Stomp needs much more iteration before it's ready for prime time. I don't want
Stomp tech crunched until then, and Startup Workaway is a completely separate
project that doesn't even mention Stomp on the web site.

However, I do apologize that I haven't emailed the 10 folks who expressed
interest in the Startup Workaway on Stomp, or notified them of the date
change. That's completely my bad.

------
brandoncasci
The concept is a good mix between a a fairly inexpensive vacation and peer
driven entrepreneurial fun. It sounds like a refreshing alternative to being
holed up in some corporate office for a weekend eating crappy pizza.

------
rch
This is a really great idea, and definitely something I would like to take
part in. I would need more time to plan for it though - 3 months lead time is
about right for me.

------
geeosh
Awesome looking house Nick! I'm trying to decide whether to go, already have a
conference booked during same time.
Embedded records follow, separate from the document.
PR #918, opened 2020-07-16
Add SQLite support for Biome

ltseeley:


libsplinter/src/biome/key_management/store/diesel/mod.rs
```diff
@@ -29,24 +30,76 @@ use operations::{
     KeyStoreOperations,
 };
 
+/// TODO: remove mentions of postgres in comments
```
vaporos, line 33: TODO

libsplinter/src/store/mod.rs
```diff
@@ -0,0 +1,95 @@
...
+            }
+            let pool = pool_builder.build(connection_manager).map_err(|err| {
+                StoreFactoryCreationError(format!("Failed to build connection pool: {}", err))
+            })?;
+            Ok(Box::new(sqlite::SqliteStoreFactory::new(pool)))
+        }
+    }
+}
+
+pub enum StorageLocation {
```
vaporos, line 78: Don't like this enum name; however, I think it would be better to get rid of this enum completely and just match on the appropriate substring in the url.

libsplinter/src/store/sqlite.rs
```diff
@@ -0,0 +1,54 @@
...
+
+use super::StoreFactory;
+
+/// A `StoryFactory` backed by a SQLite database.
+pub struct SqliteStoreFactory {
+    pool: Pool<ConnectionManager<SqliteConnection>>,
+}
+
+impl SqliteStoreFactory {
+    pub fn new(pool: Pool<ConnectionManager<SqliteConnection>>) -> Self {
```
vaporos, line 28: If we are concerned about this diesel/r2d2 leakage, we could provide ::new() and ::new_with_pool() and then protect ::new_path_pool() with a feature flag "expose-diesel-api" (not that exact feature name though).

vaporos: Maybe sqlite-expose-diesel-pool, sqlite-expose-external-apis, or sqlite-pool-integration

vaporos: If we took the approach of hiding pool-integration behind a more specific feature, we could probably also get away with DieselStoreFactore<C> where C: Connection and only expose DieselStoreFactory if the feature is enabled.

libsplinter/src/store/mod.rs
ltseeley: String matching causes a lot of complexity here. Which storage types are supported is determined by compilation flags; string matching forces us to check if the storage type is supported and handle any errors that may arise with that usage. With an enum, the compiler removes any possibility for errors; you can only use the enum variants that match your compilation options.

This is made even more complicated by SQLite supporting a variety of values (file paths, URIs, the `:memory:` string). It also assumes that every DB we implement support for can be identified by just the string passed in (which may not always be the case).

libsplinter/src/biome/key_management/store/diesel/mod.rs
ltseeley: Removed (and removed the postgres-specific language of the comments)

libsplinter/src/store/sqlite.rs
ltseeley: I don't think we can get away with a generic `DieselStoreFactore<C: Connection>`, because the stores don't have generic implementations for `C: Connection`; they have implementations for  `PgConnection` and `SqliteConnection`. The compiler needs to know which type of connection is to pick the right trait implementations for the stores.

As far as the diesel/r2d2 API leakage, I'm not personally concerned about it as long as we re-export the diesel/r2d2 elements that are exposed (to effectively pin them to the same version splinter uses).

libsplinter/src/store/mod.rs
vaporos: We still need to design the CLI arguments (for daemon and CLIs (at least migration CLI)) -- I think we should reduce them as much as possible (if we have to specify a URL and the database type every time, we've failed). That will drive what we need here, though we could have a String-to-URL-enum function to partition the "unknown database" error a bit.

For now, I'd at least like to see the enum with a better name. How about Url or DatabaseUrl or DatabaseUri.

splinterd/src/daemon.rs
```diff
@@ -699,29 +693,30 @@ fn start_health_service(
...
+fn build_biome_routes(db_url: String) -> Result<BiomeRestResourceManager, StartError> {
     info!("Adding biome routes");
-    let connection_pool: ConnectionPool =
-        database::ConnectionPool::new_pg(db_url).map_err(|err| {
-            StartError::RestApiError(format!(
-                "Unable to connect to the Splinter database: {}",
-                err
-            ))
-        })?;
+    let storage_location = if db_url.starts_with("postgres://") {
```
peterschwarz, line 698: Not sure I see the value of exposing this here, or at least, having a `StorageLocation::from_str` function.  That should return an error if it's an unsupported value. Both the `from_str`function and the create_store_factory can have feature guards for the available store backends

libsplinter/src/store/mod.rs
peterschwarz: What happens when you compile this with just store-factory?  Should there be a Memory option that's always available?

ltseeley: Updated enum name to `ConnectionUri`

libsplinter/src/store/sqlite.rs
peterschwarz: Do these constructors need to be crate public?

ltseeley: They do if we want to allow a single connection pool to be used for stores that aren't internal to Splinter, which is a requirement per @vaporos.

libsplinter/src/store/mod.rs
ltseeley: @peterschwarz added the memory store factory (and variant of the enum)

splinterd/src/daemon.rs
ltseeley: Added a string parsing method (implementation of the `FromStr` trait).

libsplinter/src/biome/migrations/error.rs
```diff
@@ -16,19 +16,19 @@ use std::error::Error;
 use std::fmt;
 
 #[derive(Debug)]
-pub struct ConnectionError {
+pub struct MigrationError {
```
peterschwarz, line 19: This is part of the public stable API.  You could create a type alias for the old name and deprecate it.

ltseeley: Updated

Congrats for getting this off the ground,
I remember exchanging travel/tech ideas at SXSW.

I've been working with Chelsea on launching Startup Abroad -
<http://startupabroad.org> \- this September, which is also about bringing
founders together in an awesome place abroad.

------
gte910h
West coast Costa Rican resorts are awesome. I stayed at this one before =>
(Non-aff) <http://www.occidentalhotels.com/allegro/Papagayo.asp>

You can usually get 30-40% off list price, and they're truly all inclusive. I
suggest hitting one before or after the startup weekend since you're buying
the plane ticket anyhow.

------
jrubinovitz
Take the $500 and put it towards your start up.

------
jallmann
I moved to Honolulu about 2 months ago. It's done wonders for my productivity.
Need a break? Hop down to the beach, take a swim, and get back to hacking. It
is awesome.

A 10-day sojourn might not work so well if you want to enjoy the area while
you're there, but if you can manage a long-term getaway (tropical or not), I
highly recommend it.

------
ratsbane
This is a great idea. I wish I could apply for this one and I hope there are
more opportunities like this. (I can't do this because of schedule
commitments, but if it were two weeks later I'd be sending in my application.)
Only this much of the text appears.